Un remède pour l’asthme: l’éducation!

L'asthme se contrôle bien... à condition que médecins et patients comprennent la maladie, rappelle Louis-Philippe Boulet.

Louis-Philippe Boulet dirige l’un des plus importants laboratoires de recherche sur l’asthme du Canada, au Centre de recherche de l’Hôpital Laval. Avec ses collègues, il tente de contrer cette maladie respiratoire qui affecte environ 8% des adultes et 15% des enfants des pays industrialisés et qui est en progression depuis 30 ans.
 
Même si la grande majorité des asthmatiques peuvent aujourd’hui mener une vie tout à fait normale, la maladie continue de tuer et occasionne d’innombrables visites aux urgences. Principal responsable, selon le professeur de la Faculté de médecine: le manque d’éducation. L’ignorance fait que de nombreux asthmatiques, leurs proches et, souvent, leur médecin évaluent mal les symptômes, n’ajustent pas bien la médication ou négligent le rôle prépondérant de l’environnement dans cette maladie.

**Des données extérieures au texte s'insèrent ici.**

PR #357, opened 2024-10-01
Merkle Reference Code

Gozala:
This PR proposes addition of the code for [merkle-references described in the specification](https://github.com/storacha/RFC/blob/feat/merkle-structure/rfc/merkle-structure.md). Allocating a code would enable us to format those references as IPLD links and integrate them into rest of the IPLD ecosystem


Gozala:
I could also use some feedback / recommendations on the best way to integrate them into the ecosystem as I've being going back and forth on this. Merkle reference should be considered as a hashing algorithm defined for all of the  [IPLD types](https://ipld.io/docs/data-model/kinds/) (as opposed to just bytes). However similar to CIDs it could use different underlying hashing algorithms in addressing (although same hashing algorithm across the complete DAG is implied).

For this reason merkle-reference is proposed as a standalone multiformat that has following structure

```
<merkle-reference> ::= <merkle-reference-multicodec><content-multihash>
# or, expanded:
<merkle-reference> ::= <`0x07`, the code for merkle-reference><multihash of merkle-folded data>
```

There is a nice duality to this. As you can also describe `0x07` as IPLD codec, if you describe merkle-folding process as lossy encoding. Therefor, if you prefix  merkle-reference with `0x01` varint you'll end up with valid CIDv1 that could be integrated into rest of the IPLD ecosystem.

alanshaw:
I like the idea. I don't know the process to have codes accepted here, do we require at least one implementation?

Gozala:
> I like the idea. I don't know the process to have codes accepted here, do we require at least one implementation?

I have an implementation that currently lives here https://github.com/Gozala/merkle-reference

bumblefudge:
> I like the idea. I don't know the process to have codes accepted here, do we require at least one implementation?

See [Robin's process doc](https://github.com/multiformats/multiformats/blob/master/contributing.md#multiformats-registrations) - `Provide evidence that the encoding is supported in at least two production implementations.` is required for DRAFT status, and this would also be a requirement if the registry were administered at IANA or at W3C's new registry process. Since we're in the extremely scarce single-byte range, it might make more sense to wait until this is a little more developed/further along before robbing future-multiformats of one slot needed for future CID and/or other structured "third layer" tags? 

Another thing that would help would be if the current spec were formatted as a complete, linter-passing IETF internet-draft or W3C CG respec doc with test-vectors and all that, rather than an open PR with unresolved comments on the web3.storage IP process repo... not technically a requirement at DRAFT status but maybe one that would help allay concerns of single-byte squatting from the least-generous possible readers 😉

Gozala:
> See [Robin's process doc](https://github.com/multiformats/multiformats/blob/master/contributing.md#multiformats-registrations) - `Provide evidence that the encoding is supported in at least two production implementations.` is required for DRAFT status, and this would also be a requirement if the registry were administered at IANA or at W3C's new registry process. 

Ah I was not aware of the new process, thanks for pointing it out.

> Since we're in the extremely scarce single-byte range, it might make more sense to wait until this is a little more developed/further along before robbing future-multiformats of one slot needed for future CID and/or other structured "third layer" tags?

Sounds reasonable, yet seems like a double standard when I see 

https://github.com/multiformats/multicodec/blob/352d05ad430713088e867216152725f581387bc8/table.csv#L4-L5

CIDv2 had being discussed forever and I would be very surprised if there are multiple implementations two production implementations. I have not even heard of CIDv3 probably something new that happened since I fell of the inter planetary space 😅 I won't even mention that most of the codes in that table would fail to meet new criteria.

As of second implementation, there is one in development in Rust and I can update the thread here when it's ready.

> Another thing that would help would be if the current spec were formatted as a complete, linter-passing IETF internet-draft ([example](https://learningproof.github.io/tid-i-d/draft-goldman-tid.html) from a multibase registration in progress) or W3C CG respec doc with test-vectors and all that, rather than an open PR with unresolved comments on the web3.storage IP process repo... not technically a requirement at DRAFT status but maybe one that would help allay concerns of single-byte squatting from the least-generous possible readers 😉

Most up to date spec lives here https://github.com/Gozala/merkle-reference/blob/main/docs/spec.md.  There is also interactive version https://observablehq.com/@gozala/merkle-references that anyone can test with various data sets.

Some [test fixtures are available here](https://github.com/Gozala/merkle-reference/blob/c6c5127a4841c0cdb06b98977f1484c4b06b2675/test/lib.spec.js#L4-L45) and they'll likely move into more portable form once Rust implementation is there.

Trying to reformat it into IETF / W3C spec format is plausible, but as one man show I got to be pragmatic with where I spend time and it seemed a lot more reasonable to budget it after code is in the table as opposed to before.

Gozala:
I should mention that presence on multicodec table is nice to have mostly for backwards compatibility with IPLD addressing scheme. In practice I don't expect multiformat prefixes to be used beyond bridging with legacy (IPLD) system.

bumblefudge:
> Sounds reasonable, yet seems like a double standard when I see
> 
> https://github.com/multiformats/multicodec/blob/352d05ad430713088e867216152725f581387bc8/table.csv#L4-L5

Those two are a special case of "reserved for future use", as far as I know, and there is no definite timeline on CIDv2 or CIDv3, I think the single-bytes are just being held in reserve for future generations.  And in total transparency, much of what's in the multicodec table today, including many "final" registrations, particularly those things with a casual/light spec and no second implementation, would need to be summarily demoted to "vendor", "experimental", or "reserved" status if the table moved into IANA or W3C governance.

> Trying to reformat it into IETF / W3C spec format is plausible, but as one man show I got to be pragmatic with where I spend time and it seemed a lot more reasonable to budget it after code is in the table as opposed to before.

Oh, of course, if I'm still engaged in this project when you get the running code and informal spec over the line, I can help with formalizing the spec, and if I'm not, hopefully someone at IPFS Foundation or Shipyard can help instead. Sprucing up a spec is a laborious chore you won't have to do alone if there is interest and other people are interested in using this alternative to conventional CIDv1s!

burdiyan:
This new approach of hashing data structures seems pretty interesting. Actually, it's probably the closest thing to the original vision of IPLD out there. I wonder whether it can be made compatible with existing IPFS data though.

rvagg:
Could we move this to the two-byte range, at least for now? I'm concerned that without a community of people developing this or some kind of institutional backing that it's not going to get enough traction to go anywhere beyond an interesting idea. I feel bad saying this, but PL's nucleation process has meant a lot of good ideas like this have had to be relegated to the personal experiments of individuals. Squatting `0x7` for something that's not baked in to someone's product or has an excited community of developers is hard to justify when the precious 1-byte range is the thing we're the most protective of in the table these days.

Gozala:
> This new approach of hashing data structures seems pretty interesting. Actually, it's probably the closest thing to the original vision of IPLD out there. I wonder whether it can be made compatible with existing IPFS data though.

There is a [integration section](https://github.com/Gozala/merkle-reference?tab=readme-ov-file#ipld-integration) in the repo that describes how compatibility with IPLD is currently managed.

I have used it successfully with various IPLD codecs that treat merkle-references as IPLD Links a.k.a CIDs. Happy to discuss this more, but lets do it n the linked repo instead to reduce a noise here.

Gozala:
> Could we move this to the two-byte range, at least for now? I'm concerned that without a community of people developing this or some kind of institutional backing that it's not going to get enough traction to go anywhere beyond an interesting idea. 

It is being used by a startup I'm currently employed by. I believe @hannahhoward also was looking at some point into using this for indexing blockchains, although I do not know if things have change there.

> I feel bad saying this, but PL's nucleation process has meant a lot of good ideas like this have had to be relegated to the personal experiments of individuals. Squatting `0x7` for something that's not baked in to someone's product or has an excited community of developers is hard to justify when the precious 1-byte range is the thing we're the most protective of in the table these days.

I understand the rational, although at this point I don't find much value in pursuing that. In our current use we already treat merkle-references as multihash to avoid 1 byte CID overhead, yet we still pay 3 byte overhead. 

If there low interest to justify code allocation that probably implies there is equally low probability of collision so I'd rather revisit this when and if interest / probability is higher.

Gozala:
As a side note it might be a good idea to switch to hierarchical tables like we did with [varsig](https://github.com/ChainAgnostic/varsig) that way context specific tables can exist without every single format having to compete for the canonical code.

In such world merkle-reference would have being registered as a IPLD codec which would have had much smaller table.

burdiyan:
> As a side note it might be a good idea to switch to hierarchical tables like we did with [varsig](https://github.com/ChainAgnostic/varsig) that way domain specific tables can exist without every single format having to compete for the canonical code.
> 
> In such world merkle-reference would have being registered as a IPLD codec which would have had much smaller table.

So agree with this. Not sure about hierarchical, but namespaces could be very useful.

bumblefudge:
What's the status on varsig btw? see the discussion in #345

burdiyan:
Just found out that Amazon's ION encoding format has does something similar with their ion-hash: https://amazon-ion.github.io/ion-hash/.

hannahhoward:
Since I got tagged I remain super interested in merkle references and would love it if we could just merge it. I would definitely prefer a 2 byte merge over a 1 byte endless git thread.

hannahhoward:
@Gozala have you perf tested the rust impl? I'm honestly curious cause I see CPU usage as the biggest ??? in this approach which I'm otherwise super jazzed about.

Gozala:
> @Gozala have you perf tested the rust impl? I'm honestly curious cause I see CPU usage as the biggest ??? in this approach which I'm otherwise super jazzed about.

I'm afraid rust impl moved to back-burner. Although some recent changes in JS one should improve things a bit because it makes use of caches.

I think better implementation should probably take advantage of parallelizability of the algorithm and do something along the lines of what [fleek did with blake3](https://blog.fleek.network/post/fleek-network-blake3-case-study/) but in our use cases merkle-references had not being bottleneck so no time was spend to optimize it.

Au cours des dernières années, Louis-Philippe Boulet a développé de nombreux outils pour aider patients et médecins à mieux comprendre et combattre l’asthme. Depuis janvier 2007, il est titulaire de la Chaire de transfert de connaissances, éducation et prévention en santé respiratoire et cardiovasculaire. Contact l’a rencontré.

À quoi attribuez-vous l’augmentation
des cas d’asthme des dernières décennies?

– Il y a plusieurs hypothèses bien difficiles à vérifier. D’abord, on croit qu’avec les progrès de l’hygiène, le système immunitaire humain serait aujourd’hui plus enclin à réagir contre les substances allergènes de l’environnement. Cela expliquerait la forte progression des allergies en tout genre, dont celles qui sont associées à l’asthme: rhume des foins, eczéma ou rhinite allergique.

Comme toutes les maladies inflammatoires, l’asthme serait aussi influencé par la diminution de la teneur en antioxydants de l’alimentation humaine: en gros, moins on mange de fruits et légumes, plus les chances de développer une maladie inflammatoire sont élevées. Nous croyons aussi que plusieurs facteurs de l’environnement sont en cause, comme la pollution atmosphérique et la plus grande isolation des maisons qui retient les polluants domestiques et les allergènes à l’intérieur.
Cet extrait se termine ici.